### Task brief
What you return must be every line below that includes the word "None".

Data provided START

PR #603, opened 2016-08-16
bug: Check tokens in constant time

### LINKED ISSUE #571: Make token check in endpoint.py constant time
in endpoint.*._validate_auth we should make token comparison constant time (see settings.py)

jrconlin:
Closes #571 

@pjenvey r+


pjenvey:
r+

PR #608, opened 2016-08-18
fix: return 404 for invalid URL's for consistency

### LINKED ISSUE #578: Report invalid subscription_ids more specifically
In testing error responses from autopush, we modified valid subscription endpoint URLs (e.g., `https://updates-autopush.stage.mozaws.net/wpush/v1/gAAAAABXm9zL46k0BF-HXEwueq...`) by altering one character of the last component (beginning `gAAAAA...`). The intention was to prompt a 410 GONE or 404 NOT FOUND response, specific to that token. Instead we got a 400 BAD REQUEST, with no content or other explanation.

Since there are a number of cases that can cause an "empty" (no content) 400 response (mostly meaning that the headers for the POST are not correct), our application server code isn't able to interpret the 400 as meaning the subscription_id is incorrect, so it remains in our system, eligible to have future messages sent.

It would be preferable if either the response status code were 410 or 404, or if a specific message could be included in the content to explain **why** the 400 response was generated.

bbangert:
URL's that are invalid should return a 404, just like any other
invalid URL.

Closes #578

### DIFF
--- a/autopush/metrics.py
+++ b/autopush/metrics.py
@@ -5,7 +5,6 @@ from txstatsd.metrics.metrics import Metrics
 
 import datadog
 from datadog import ThreadStats
-from datadog.util.hostname import get_hostname
 
 
 class IMetrics(object):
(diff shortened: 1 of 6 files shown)


jrconlin:
update http://autopush.readthedocs.io/en/latest/http.html#error-codes ?

jrconlin:
r+

pjenvey:
r+

autopush/metrics.py
```diff
@@ -71,12 +71,13 @@ def timing(self, name, duration, **kwargs):
 class DatadogMetrics(object):
     """DataDog Metric backend"""
     def __init__(self, api_key, app_key, flush_interval=10,
-                 namespace="autopush"):
+                 namespace="autopush", hostname="localhost"):
```
jrconlin: hrm. tempted to say this should be None instead of "localhost". Settings sets it to a value, and that's pretty much the only init location.

That or we drop `get_hostname()` and treat the fact that it's been forced to None as an error.

jrconlin:
r++

PR #611, opened 2016-08-19
bug: trap JWS/JWT errors from being reported as Sentry Errors

### LINKED ISSUE #610: Trap JWT/JWS error exceptions
https://sentry.prod.mozaws.net/operations/autopush-prod/issues/345791/

Some non-critical JWT errors are leaking into Sentry. We should trap those and just reject the submission with appropriate error codes and info.

jrconlin:
Silence Jose errors from handling the Auth header.

Closes #610 

@bbangert , @pjenvey r?

### DIFF
--- a/autopush/web/validation.py
+++ b/autopush/web/validation.py
@@ -79,6 +79,7 @@ class ThreadedValidate(object):
             d.addCallback(self._call_func, func, request_handler, *args,
                           **kwargs)
             d.addErrback(request_handler._overload_err)
+            d.addErrback(request_handler._boto_err)
             d.addErrback(request_handler._validation_err)
             d.addErrback(request_handler._response_err)
         return wrapper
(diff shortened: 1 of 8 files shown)


autopush/web/validation.py
```diff
@@ -320,8 +321,8 @@ def validate_auth(self, d):
 
         try:
             jwt = extract_jwt(token, public_key)
-        except ValueError:
-            raise InvalidRequest("Invalid Authorization Header",
+        except (ValueError, JOSEError) as ex:
+            raise InvalidRequest("Invalid Authorization Header: %s" % str(ex),
```
bbangert: Do we really want to tell the user the exact jose error message?

jrconlin: I was kinda debating that. In interests of clarity and developer relationship, it wouldn't hurt. From a more paranoid PoV, it's never a good idea to give more data than absolutely necessary. I'm trying to be less paranoid, but am absolutely fine with not disclosing the actual error.

bbangert:
r+

pjenvey:
r+

Issue #612, opened 2016-08-19
General Code Cleanup


jrconlin:
There are a number of out-of-scope or unused variables in the code, missing docstrings, and other bits of legacy that it'd be nice to clean up. IDEs like PyCharm can help identify many of these.

PR #614, opened 2016-08-19
feat: Code cleanup

jrconlin:
* replaces python reserved word var names
* replaces mixed case var names
* fixes setting chain breaks (message_read/write_throughput)
* removes unneeded var instantiations
* normalize HealthHandler to base from AutoendpointHandler, so
ap_settings is known
* instantiate from dict() rather than {}
* limit except handlers to known exceptions

issue #612

### DIFF
--- a/autopush/crypto_key.py
+++ b/autopush/crypto_key.py
@@ -31,14 +31,14 @@ http://tools.ietf.org/html/draft-ietf-httpbis-encryption-encoding-00#section-4
         chunks = header.split(",")
         for chunk in chunks:
             bits = chunk.split(";")
-            hash = {}
+            ck_hash = {}
             for bit in bits:
                 try:
                     (key, value) = bit.split("=", 1)
                 except ValueError:
                     raise CryptoKeyException("Invalid Crypto Key value")
-                hash[key.strip()] = value.strip(' "')
-            self._values.append(hash)
+                ck_hash[key.strip()] = value.strip(' "')
+            self._values.append(ck_hash)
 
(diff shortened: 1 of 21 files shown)


pjenvey:
HealthHandler doesn't need to subclass AutoendpointHandler, the initialize method's from cyclone RequestHandler, so HealthHandler(.., ap_settings=ap_settings) in the test should just work as is (that makes a bit more sense too because it's not just for the endpoint).

Also the cyclone add_handlers calls in main should accept the same style as Application() -- so we cleanup the .ap_settings class vars dance in main.py by doing add_handlers([(.., HealthHandler, dict(ap_settings=ap_settings)) like we do here:

https://github.com/mozilla-services/autopush/blob/54c4526/autopush/main.py#L540

jrconlin:
Yeah, this is going to be bikeshedding on an unbelievable scale.

Most of these changes were driven by wanting to make PyCharm shut up. In the case of HealthHandler, it's due to the fact that PyCharm can't work out the source for `ap_settings`, unless you specify the direct class chain. In some respects, I understand since cyclone does a fair bit of magic to get that to happen that's not very obvious.

Happy to revert it if that's a problem. If so, I'll probably add a comment to the docstring explaining what's going on.

pjenvey:
ah ok, no worries. let's get it in before more conflicts pop up

r+

bbangert:
This appears to include other commits that are already on master, are we going to get more dupe commits in the history if this is merged as-is?

bbangert:
r+

Issue #613, opened 2016-08-19
Improve sentry reports w/out context


pjenvey:
Some sentry reports lack context due to twisted Failures not including a traceback.

One cause is twisted.web.client's _WrapperException which wraps other exceptions (possibly even multiple exceptions) and commonly lack a tb. We should special case these: log their wrapped exceptions instead, which'll likely include a context.

e.g. ResponseNeverReceived is one:
https://sentry.prod.mozaws.net/operations/autopush-prod/issues/345377/

There's others without a tb for unknown reasons:
https://sentry.prod.mozaws.net/operations/autopush-prod/issues/345112/events/8063796/

We can special case the logger to forcefully include the current stack trace when coming across these. That *might* provide enough context to track down their cause so we can improve their handling.

pjenvey:
Er, before special casing _WrapperExceptions inside the logger itself, let's ensure they're all trapped/handled for all our twisted.web.client calls. So they never propagate down to the logger in the first place.

(The logger special casing might still be useful in case we forget to handle new ones in the future).

PR #617, opened 2016-08-22
feat: send sentry the current stack when lacking a Failure tb

pjenvey:
it's sent as sentry's top level stacktrace vs its explicit exception stacktrace

issue #613

r? @bbangert @jrconlin

### DIFF
--- a/autopush/logging.py
+++ b/autopush/logging.py
@@ -12,6 +12,7 @@ import threading
 import boto3
 import raven
 from raven.transport.twisted import TwistedHTTPTransport
+from raven.utils.stacks import iter_stack_frames
 from twisted.internet import reactor
 from twisted.logger import (
     formatEvent,
@@ -90,11 +91,7 @@ class PushLogger(object):
 
     def __call__(self, event):
         if self.raven_client and 'log_failure' in event:
-            f = event["log_failure"]
-            reactor.callFromThread(
-                self.raven_client.captureException,
-                exc_info=(f.type, f.value, f.getTracebackObject())
-            )
+            self.raven_log(event)
 
         if event["log_level"] < self.log_level:
             return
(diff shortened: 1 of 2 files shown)


autopush/logging.py
```diff
@@ -108,6 +105,23 @@ def __call__(self, event):
             self._output.write(unicode(text))
             self._output.flush()
 
+    def raven_log(self, event):
+        f = event["log_failure"]
+        stack = extra = None
+        tb = f.getTracebackObject()
+        if not tb:
+            # include the current stack for at least some context
+            stack = list(iter_stack_frames())[4:]  # approx.
```
jrconlin: Will there ever be a chance that the iter_stack_frames could ever be less than 4? (I know, with the frameworks, fairly remote if possible, but still, wouldn't want to lose a report to an index error.)

bbangert: Ah, so this will catch the function that actually log.failure(SomeException())?

bbangert:
r+

autopush/logging.py
pjenvey: iter_stack_frames isn't "officially" public but I see it being used enough elsewhere that I'd consider it public enough (so likely stable enough). it's very simple, get the current stack in its particular format. raven strips frames from its result in a couple different ways so I expect it to not change.

I'll note 4: is more about the number of twisted logging frames (+ PushLogger's) involved, which could change too. 5 cleans it all up but I approximated to 4 just in case yet still getting rid of most of it

jrconlin:
r+

autopush/logging.py
pjenvey: Yea @bbangert. Of course your function could still be the reactor or Deferred's loop. We have a few of those in websocket.py -- addErrback(self.log_failure..). But at least now you would know PushServerProtocol.log_failure called it which is better than absolutely nothing

PR #850, opened 2017-03-23
Removed typo in URL

tarekziade:


pjenvey:
FYI this doesn't follow our commit message guidelines:

https://github.com/mozilla-services/autopush/blob/master/CONTRIBUTING.md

Data provided END

### Task solution
jrconlin: hrm. tempted to say this should be None instead of "localhost". Settings sets it to a value, and that's pretty much the only init location.
That or we drop `get_hostname()` and treat the fact that it's been forced to None as an error.
+        stack = extra = None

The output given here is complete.